_Task description:_
Could you filter the records below down to the lines that include the word "using"?
----- Records shown -----
PR #1739, opened 2020-05-13
Change job submission user to pbsroot

RKORavi:
#### Describe Bug or Feature
To run cat command on job's output file user should have sudo privileges

#### Describe Your Change
Changing job submission user to pbsroot

### DIFF
--- a/test/tests/functional/pbs_nonprint_characters.py
+++ b/test/tests/functional/pbs_nonprint_characters.py
@@ -113,7 +113,7 @@ sleep 5
         self.pbsnodes_cmd = os.path.join(self.server.pbs_conf['PBS_EXEC'],
                                          'bin', 'pbsnodes')
 
-    def create_and_submit_job(self, user=None, attribs=None, content=None,
+    def create_and_submit_job(self, attribs=None, content=None,
                               content_interactive=None, preserve_env=False,
                               set_env={}):
         """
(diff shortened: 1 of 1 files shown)


RKORavi:
Test logs:
[1592-ALL.zip](https://github.com/PBSPro/pbspro/files/4621705/1592-ALL.zip)

bhroam:
@RKORavi I don't understand why the change to PBSROOT_USER over TEST_USER.  Your PR description says you need sudo privileges, but pbsroot is just another user.  It isn't root.  The benefit of using TEST_USER is it is the default user for jobs.

RKORavi:
> @RKORavi I don't understand why the change to PBSROOT_USER over TEST_USER. Your PR description says you need sudo privileges, but pbsroot is just another user. It isn't root. The benefit of using TEST_USER is it is the default user for jobs.

Hi @bhroam,
To run cat command on job's output file sudo privileges is required. On some setup TEST_USER do not have sudo privileges this results in failure of test cases.

bhroam:
@RKORavi I still don't understand.  When you do a self.du.cat(), it is run by the person who is running the test.  In our testbed case, that will be pbsroot.  If you need cat() to run as a different user, user the runas argument.

RKORavi:
> @RKORavi I still don't understand. When you do a self.du.cat(), it is run by the person who is running the test. In our testbed case, that will be pbsroot. If you need cat() to run as a different user, user the runas argument.

@bhroam did not think of that. Thankyou I will make the changes.

RKORavi:
> > @RKORavi I still don't understand. When you do a self.du.cat(), it is run by the person who is running the test. In our testbed case, that will be pbsroot. If you need cat() to run as a different user, user the runas argument.
> 
> @bhroam did not think of that. Thankyou I will make the changes.

@bhroam our testbed machines seems come permission issue. So, this PR might not be required. I will update on this PR after confirming.

hirenvadalia:
Closing long time inactive PR.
-----
_Your response:_
@RKORavi I don't understand why the change to PBSROOT_USER over TEST_USER.  Your PR description says you need sudo privileges, but pbsroot is just another user.  It isn't root.  The benefit of using TEST_USER is it is the default user for jobs.
> @RKORavi I don't understand why the change to PBSROOT_USER over TEST_USER. Your PR description says you need sudo privileges, but pbsroot is just another user. It isn't root. The benefit of using TEST_USER is it is the default user for jobs.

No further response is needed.